Joseph Morgan

No. 84
- Position: Wide receiver

Personal information
- Born: March 23, 1988 (age 38) Canton, Ohio, U.S.
- Listed height: 6 ft 1 in (1.85 m)
- Listed weight: 184 lb (83 kg)

Career information
- High school: Canton McKinley
- College: Walsh
- NFL draft: 2011: undrafted

Career history
- New Orleans Saints (2011–2015); Baltimore Ravens (2015); Toronto Argonauts (2016–2017)*; Saskatchewan Roughriders (2017)*;
- * Offseason and/or practice squad member only

Career NFL statistics
- Receptions: 14
- Receiving yards: 471
- Receiving touchdowns: 3
- Stats at Pro Football Reference

= Joe Morgan (American football) =

American gridiron football player (born 1988)

Joseph Morgan (born March 23, 1988) is an American former professional football player who was a wide receiver in the National Football League (NFL). He played college football for the Illinois Fighting Illini and Walsh Cavaliers and was signed by the Saints as an undrafted free agent in 2011.

==Professional career==

Pre-draft measurables
| Height | Weight | 40-yard dash | 10-yard split | 20-yard split | 20-yard shuttle | Three-cone drill | Vertical jump | Broad jump | Bench press |
| 6 ft 1 in (1.85 m) | 189 lb (86 kg) | 4.40 s | 1.56 s | 2.55 s | 4.25 s | 6.91 s | 36.5 in (0.93 m) | 10 ft 4 in (3.15 m) | 10 reps |
All values from NFL Combine

===New Orleans Saints===
Morgan was signed as an undrafted free agent by the New Orleans Saints on July 27, 2011. Little known at the beginning of training camp, he became a focus of attention after he scored touchdowns in consecutive preseason games, and was considered a strong candidate to make the regular season roster until he suffered a knee injury. He was placed on injured reserve on September 3, 2011.
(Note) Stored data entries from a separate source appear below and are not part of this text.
PR #922, opened 2023-02-10
Allow customization of Github API endpoint

maallen:
Allows a custom Github endpoint to be set from configuration, if no configuration is set it defaults to `https://api.github.com`

### DIFF
--- a/common/src/main/java/com/box/l10n/mojito/github/GithubClient.java
+++ b/common/src/main/java/com/box/l10n/mojito/github/GithubClient.java
@@ -44,11 +44,13 @@ public class GithubClient {
 
   private PrivateKey signingKey;
 
+  private final String endpoint;
+
   protected GHAppInstallationToken githubAppInstallationToken;
 
   protected GitHub gitHubClient;
 
-  public GithubClient(String appId, String key, String owner, long tokenTTL) {
+  public GithubClient(String appId, String key, String owner, long tokenTTL, String endpoint) {
     this.appId = appId;
     this.key = key;
     if (owner == null || owner.isEmpty()) {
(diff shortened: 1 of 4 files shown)


garionpin (approved):

ehoogerbeets (commented):
Thanks for putting that in!

common/src/main/java/com/box/l10n/mojito/github/GithubClient.java
```diff
@@ -57,10 +59,12 @@ public GithubClient(String appId, String key, String owner, long tokenTTL) {
     }
     this.owner = owner;
     this.tokenTTL = tokenTTL;
+    this.endpoint =
+        endpoint.endsWith("/") ? endpoint.substring(0, endpoint.length() - 1) : endpoint;
   }
 
   public GithubClient(String appId, String key, String owner) {
-    this(appId, key, owner, 60000L);
+    this(appId, key, owner, 60000L, "https://api.github.com");
```
aurambaj, line 67: can we grab that from their constant "GITHUB_URL"?

common/src/main/java/com/box/l10n/mojito/github/GithubClientConfiguration.java
```diff
@@ -10,6 +10,8 @@ public class GithubClientConfiguration {
 
   Long tokenTTL = 60000L;
 
+  String endpoint = "https://api.github.com";
```
aurambaj, line 13: same?

common/src/main/java/com/box/l10n/mojito/github/GithubClient.java
maallen: No, it's not a public constant so can't be accessed outside of the `org.kohsuke.github` package

aurambaj (approved):

PR #923, opened 2023-02-10
Remove 'translations-required' label from Github PR 

maallen:
Adds logic to `GithubExtractionDiffNotificationCommand` to remove the `translations-required` label from a PR if it exists and there is no new strings introduced.


cli/src/main/java/com/box/l10n/mojito/cli/command/GithubExtractionDiffNotificationCommand.java
```diff
@@ -162,6 +167,22 @@ private String getBaseMessage(ImmutableMap<String, Object> arguments, String mes
     return messageFormat.format(arguments);
   }
 
+  private void removeTranslationsRequiredLabelIfPresent(GithubClient github) {
```
aurambaj, line 170: we should actually stop using that command, and use the generic one instead: `ExtractionDiffNotificationCommand`. Can you refactor accordingly? this one was meant to be removed, the Phabricator one we can keep for a little while more

maallen: Refactored, also added logic to add the `translations-required` label to a PR if it hasn't already been applied to avoid the initial lag of the branch being created on the server and then labelling occurring.

aurambaj (approved):

PR #944, opened 2023-05-19
GetWordsInString Method Changes

hylstonnb:
Fixes issues when text containing HTML tags are provided, causing failures under the spell check.

- Html tags should now be removed from the list of words (result of the method getWordsInString), as they shouldn't be considered as words for spell checks.
- The method getWordsInString returns an empty array if a null or empty string is provided as input.
- Added unit tests for the getWordsInString method


aurambaj (approved):
Thanks Hylston!

PR #945, opened 2023-05-24
GetWordsInString method updates related to wished attributes inside html tags

hylstonnb:
- Creates removeHtmlTagsFromStringButKeepingWishedHtmlAttValues method which is used by the GetWordsInString method. The reason is that we still would like to have spell checks for certain html attributes, but most of the content inside the html tags can be ignored by spell check.
- Added unit tests covering the changes
- We now have a list (WISHED_HTML_ATTRIBUTES_FOR_SPELL_CHECK) where html attributes can be added, so if you think there are more attributes we should insert in that list, please let me know.
- At this time the WISHED_HTML_ATTRIBUTES_FOR_SPELL_CHECK list contains 4 attributes: title, alt, value, and placeholder

### DIFF
--- a/cli/src/main/java/com/box/l10n/mojito/cli/command/checks/CheckerUtils.java
+++ b/cli/src/main/java/com/box/l10n/mojito/cli/command/checks/CheckerUtils.java
@@ -29,14 +29,10 @@ public class CheckerUtils {
    * tags which contains one of the attributes from the WISHED_HTML_ATTRIBUTES_FOR_SPELL_CHECK list.
    */
   static {
-    StringBuilder pattern = new StringBuilder("<[^>]+(?:");
-    for (String att : WISHED_HTML_ATTRIBUTES_FOR_SPELL_CHECK) {
-      pattern.append(att).append("|");
-    }
-    pattern.deleteCharAt(pattern.length() - 1);
-    pattern.append(")\"(.*?)\".*?>");
+    String pattern =
+        "<[^>]+(?:" + String.join("|", WISHED_HTML_ATTRIBUTES_FOR_SPELL_CHECK) + ")\"(.*?)\".*?>";
 
-    WISHED_HTML_ATTRIBUTES_VALUE_PATTERN = Pattern.compile(pattern.toString());
+    WISHED_HTML_ATTRIBUTES_VALUE_PATTERN = Pattern.compile(pattern);
   }
 
   public static List<String> getWordsInString(String str) {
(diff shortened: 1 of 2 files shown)


cli/src/main/java/com/box/l10n/mojito/cli/command/checks/CheckerUtils.java
```diff
@@ -17,13 +19,33 @@ public class CheckerUtils {
...
+  private static final List<String> WISHED_HTML_ATTRIBUTES_FOR_SPELL_CHECK =
+      Arrays.asList("title=", "alt=", "value=", "placeholder=");
+
+  /**
+   * Initializes regex pattern for the wished_html_attributes_value_pattern. The regex matches html
+   * tags which contains one of the attributes from the WISHED_HTML_ATTRIBUTES_FOR_SPELL_CHECK list.
+   */
+  static {
+    StringBuilder pattern = new StringBuilder("<[^>]+(?:");
+    for (String att : WISHED_HTML_ATTRIBUTES_FOR_SPELL_CHECK) {
```
aurambaj, line 33: can probably be replaced by something like `stream().collect(joining('|'))`

cli/src/main/java/com/box/l10n/mojito/cli/command/checks/CheckerUtils.java
```diff
@@ -35,4 +57,29 @@ public static List<String> getWordsInString(String str) {
...
+   * Removes all the html tags present in a string, but keeping a wished attribute value (attached
+   * at the end of the string) when applicable.
+   *
+   * @param str A string which may or may not contain html tags.
+   * @return 1 - The same input string if there are no html tags present; or 2 - The input string
+   *     without any html tag content; or 3 - The input string removing the html tags, but attaching
+   *     the value of the attribute (at the end) if matches any of the attributes from the
+   *     WISHED_HTML_ATTRIBUTES_FOR_SPELL_CHECK list.
+   */
+  protected static String removeHtmlTagsFromStringButKeepingWishedHtmlAttValues(String str) {
```
aurambaj, line 71: maybe shorter name `removeHtmlTagsAndKeepWishedAttribute` ?

cli/src/main/java/com/box/l10n/mojito/cli/command/checks/CheckerUtils.java
```diff
@@ -35,4 +57,29 @@ public static List<String> getWordsInString(String str) {
...
+    if (StringUtils.isEmpty(str)) {
+      return str;
+    }
+
+    Matcher matcher = WISHED_HTML_ATTRIBUTES_VALUE_PATTERN.matcher(str);
+    String wishedHtmlAttValue = null;
+    if (matcher.find()) {
```
aurambaj, line 78: does this assume a single translatable attribute per tag?

aurambaj (approved):
Thanks!

PR #432, opened 2026-06-18
compliance(register): attest-close 6 High findings (#420 x4, #421 x1, #433 x1)

swahlquist:
Records Scot's **attestation** closing audit High findings remediated by #420 and #421, plus a register entry for the #421 fix. Each closure verified against merged `staging` first.

## Closed from #420 (open -> verified-closed)
- LL-ca38d4d99e supervisor consent endpoints in PROTECTED_PATHS
- LL-e65d34f109 organizations/.+/claim_user in PROTECTED_PATHS
- LL-747bb0e02d AuditEvent on every password change incl. admin resets (no PII)
- LL-c6dd65a2aa cache_token env chain (CACHE_TOKEN set on all Render envs)

## Added + closed from #421
- **LL-16fef018a0** (new): password_reset code verification now under PROTECTED_CUTOFF (throttling.rb:41). Raised in the #420 review, fixed in #421; had no register row, so added + attest-closed here (source: pr-review #421).

closureEvidence pins each to its merge commit; historical evidence anchors untouched so citation-check stays green (60 PASS / 0 FAIL).

## Not in this PR
**LL-4e243f3e16** (start_code 5-char verifier) is fixed in **PR #433** (code change). It stays open until #433 merges and the merged code is verified, then attest-closed.

## Effect
- Headline: **0 Critical / 12 High** open (was 16 High)
- verified-closed: 17; total 63 findings
- Governance: only Scot closes; attestation carries his 2026-06-18 sign-off.

🤖 Generated with [Claude Code](https://claude.com/claude-code)

PR #421, opened 2026-06-18
security: rate-limit password_reset code verification (follow-up to #420)

swahlquist:
Defense-in-depth follow-up surfaced during the senior-dev (codex/DeepSeek) review of #420.

**Stacked on #420** (`scot/security/high-findings-quick-wins`). The diff shown against `staging` includes #420's five commits; **merge #420 first**, then this becomes a clean one-commit delta. GitHub will auto-retarget once #420 lands.

## What & why

`POST /api/v1/users/:id/password_reset` (`users#password_reset`, `app/controllers/api/users_controller.rb:763`) exchanges a reset **code** for a reset **token** and was not under the stricter `PROTECTED_CUTOFF` (10 req/3s) throttle — leaving reset-code verification brute-forceable. It is the natural sibling of the already-protected `forgot_password`. Risk is moderate (the code is a high-entropy `GoSecure.nonce`, capped at 5, 3-hour expiry), so this is hardening rather than a critical gap.

## Change
- `config/initializers/throttling.rb`: add `api/v1/users/.+/password_reset` to `Throttling::PROTECTED_PATHS`.
- `spec/initializers/throttling_paths_spec.rb`: classification assertion. 7 examples, 0 failures.

## Not in scope
This was **not** one of the five originally-assigned audit findings. If it warrants a register entry, that is Scot's separate step — no `audit-reports/**` files are touched here.

🤖 Generated with [Claude Code](https://claude.com/claude-code)

PR #433, opened 2026-06-18
security(start-code): lengthen verifier to 16 chars + throttle lookup (LL-4e243f3e16)

swahlquist:
Closes the **only** High finding from today's batch that was not actually remediated: **LL-4e243f3e16**. (My earlier status report mistakenly mapped it to #421 — #421 throttled `users#password_reset`, a different endpoint.)

## The issue
`organizations#start_code_lookup` (routed at `api/v1/start_code`, unauthenticated) validated anonymous requests against a **5-char SHA512 prefix** verifier (`v`, ~20 bits). The activation/promo code itself (`params['code']`, e.g. "Spring25") is meant to be shared, so `v` is the only real secret gating the lookup — and 5 chars is brute-forceable to enumerate org/supervisor name + up to 50 users' limited identity.

## Fix (backward compatible, defense in depth)
- **Lengthen** new verifiers to 16 chars / ~64 bits — `Organization.start_code_verifier` (used by `start_codes`).
- **Accept both** 16-char and legacy 5-char on lookup — `Organization.valid_start_code_verifier?` — so links already distributed keep working (the disposition required not invalidating issued codes).
- **Throttle** `api/v1/start_code` (PROTECTED_CUTOFF 10/3s) so the legacy short prefix can't be brute-forced during the transition.

The **memorable code stays memorable**: only the hidden `v` verifier in the share link changes; `params['code']` is untouched.

## Tests
- `organization_spec`: verifier length (16), accepts both 16 + legacy 5, rejects wrong/blank/nil/4-char.
- `throttling_paths_spec`: `api/v1/start_code` classified protected.
- Existing `start_code_lookup` controller specs pass unchanged (they use the generated `v`).
- **57 examples, 0 failures** locally (`DB_USER=scotw RAILS_ENV=test`).

## Register
LL-4e243f3e16 stays **open** until this merges to `staging`; I'll then verify the merged code and attest-close it (same verify-then-close discipline as #432). Not bundled with the register-only PR #432.

### DIFF
--- a/app/controllers/api/organizations_controller.rb
+++ b/app/controllers/api/organizations_controller.rb
@@ -122,10 +122,11 @@ class Api::OrganizationsController < ApplicationController
   def start_code_lookup
     code = Organization.parse_activation_code(params['code'])
     if code && !code[:disabled] && code[:target]
-      hash = params['v']
       valid = false
       include_users = false
-      if params['v'] == GoSecure.sha512(Webhook.get_record_code(code[:target]), 'start_code_verifier')[0, 5]
+      # Anonymous lookups must present the share-link verifier; accepts the
+      # current 16-char and legacy 5-char values (LL-4e243f3e16).
+      if Organization.valid_start_code_verifier?(code[:target], params['v'])
         valid = true
       elsif code[:target].is_a?(User) && code[:target].allows?(@api_user, 'edit')
         valid = true
--- a/app/models/organization.rb
+++ b/app/models/organization.rb
@@ -1315,6 +1315,30 @@ class Organization < ApplicationRecord
     true
   end
 
+  # Length of the share-link verifier ('v') embedded in start-code links. New
+  # links carry a 16-char verifier (~64 bits) instead of the original 5-char
+  # (~20 bits) value, which was brute-forceable on the unauthenticated
+  # start_code lookup (LL-4e243f3e16). The 5-char legacy length is still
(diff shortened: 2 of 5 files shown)


swahlquist:

## Automated PR Review

### Verdict: `COMMENT`

| --- | --- | --- |

**Senior-dev:** The fix correctly lengthens the verifier to 16 chars, preserves backward compatibility for legacy 5-char links, and adds throttling to the unauthenticated endpoint. Implementation is clean with no i18n, privacy, or Ember concerns in scope.

**Adversary:** Throttle may be insufficient; legacy verifier length remains low entropy but is mitigated by throttle; weak typing of params['v'] could bypass.

### Findings (3 unique)
- **[MED]** Throttle bypass via alternate routes - Rate-limiting only 'api/v1/start_code' endpoint may be insufficient if the same controller action is reachable via other routes (like POST). If alternate routes exist, attacker could bypass throttle. _(flagged by: adversary)_
- **[LOW]** Weak type check on verifier parameter - valid_start_code_verifier? checks provided.is_a?(String) but params['v'] may be a non-string that passes equality (e.g., integer 0). Should explicitly convert to string or use strict string equality. _(flagged by: adversary)_
- **[LOW]** Legacy verifier remains low entropy - Legacy 5-char verifier (~20 bits) is still accepted and could be brute-forced if an attacker evades throttle (e.g., distributed attacks). Transition period risk; ensure throttle is robust and logs attempts. _(flagged by: adversary)_

---

PR #434, opened 2026-06-19
security(webhook): require https:// for webhook callback URLs (LL-1085e59d29)

swahlquist:
## What

Tightens webhook callback-URL validation to require `https://`. The intake regex `/^http/` matched both `http://` and `https://`, so a webhook could be registered that delivers its payload (callback_token, record `api_url`, optional content) over cleartext.

Changes the three **intake/validation** gates to `/^https:\/\//`:
- `Webhook.register` (`webhook.rb:42`)
- `Webhook#process_params` url gate (`webhook.rb:254`)
- `Webhook#process_params` advanced-config callback gate (`webhook.rb:264`)

## Why this is non-breaking

The **send path** dispatch guard (`webhook.rb:132` / `:185`) is intentionally left as `/^http/`. Intake validation only runs on create/update, so tightening it cannot break rows that already exist. Any already-stored legacy `http://` callback keeps firing on the unchanged send path.

## Residual (flagged, out of scope)

Existing `http://` callbacks (if any) still deliver over http. A production webhook scan should enumerate stored `http://` callbacks and migrate/notify their owners; only then should the send path be hardened. Tracked separately, not in this PR.

## Tests

- `register` / `notify` / `process_params` happy-path fixtures moved `http://` to `https://`.
- Added "should reject a plaintext http:// callback" (register returns nil, count stays 0). Verified this test FAILS against the unfixed model and the full file is green with the fix (28 examples, 0 failures).

## Finding status

Addresses audit finding **LL-1085e59d29**. This PR does **NOT** close it. Status stays `open` in `audit-reports/FINDINGS.json` until Scot verifies and attests; the register write to `verified-closed` is a separate, Scot-signed step.

Note: a compliance-touching PR may trigger the n8n DeepSeek adversary pass; this is non-PHI Ruby code, accepted for now.

### DIFF
--- a/app/models/webhook.rb
+++ b/app/models/webhook.rb
@@ -39,8 +39,8 @@ class Webhook < ApplicationRecord
   end
   
   def self.register(user, record, options)
-    if !options[:callback] ||!options[:callback].match(/^http/)
-      # callback provided by user must be a valid url
+    if !options[:callback] ||!options[:callback].match(/^https:\/\//)
+      # callback provided by user must be a valid https url (no plaintext http transport)
       return nil
     end
     register_internal(user, record, options)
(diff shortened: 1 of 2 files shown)


swahlquist:

## Automated PR Review

### Verdict: `APPROVE`

| --- | --- | --- |

**Senior-dev:** The diff correctly tightens the three intake/validation gates from /^http/ to /^https:\/\// without touching the send-path guard, which is exactly the right surgical change. Tests are updated consistently and a new rejection test is added.

**Adversary:** Correctly restricts webhook URL intake to HTTPS, leaving existing HTTP callbacks functional as a safe migration strategy.

### Findings (0 unique)
_No findings._

---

In 2012 Morgan made the roster as a backup receiver. During the first three games of the season, he had only one catch and little impact, but in the Saints' fourth game, at Green Bay, he caught an 80-yard touchdown pass from Drew Brees for his first NFL touchdown and the team's longest play of the season so far. In the Saints' sixth game at Tampa Bay, he made another spectacular scoring play: after catching a long pass from Brees inside the 10 yard line, he evaded Mark Barron's tackle and managed to stay off the ground, regained his balance and flipped Eric Wright over his head as he stood up, and finally dashed into the end zone before taking a hard hit from Cody Grimm to score what a USA Today writer called "one of the great scoring efforts of the season".

On August 7, 2013, the Saints announced that Morgan suffered a torn meniscus and a partially torn ACL during training camp practice and will miss the entire 2013 season. On August 27, 2013, the Saints placed Morgan on injured reserve. On October 26, 2014, head coach Sean Payton announced that Morgan was suspended, for reasons which were not given by him. On December 9, 2014, Joe Morgan was waived by the Saints.

Morgan rejoined the Saints on April 2, 2015. He was released on September 5 for final roster cuts before the start of the season. On September 16, he re-signed with the team. On October 24, 2015, he was released by the Saints.

===Baltimore Ravens===
Morgan signed with the Baltimore Ravens on November 4 after placing wide receiver Steve Smith, Sr. on season ending injured reserve. He was subsequently waived on November 23 without having appeared in a game for the Ravens.

===Toronto Argonauts===
On October 5, 2016, Morgan signed a practice roster agreement with the Toronto Argonauts of the Canadian Football League. After spending a month on the Argonauts' practice roster until the end of the season, Morgan re-signed with the Argonauts on December 15, 2016. After playing in the preseason games Joseph was released before week 1 of the 2017 season.

Saskatchewan Roughriders

On July 3, 2017, Morgan signed a practice roster agreement with Saskatchewan Roughriders of the Canadian Football League.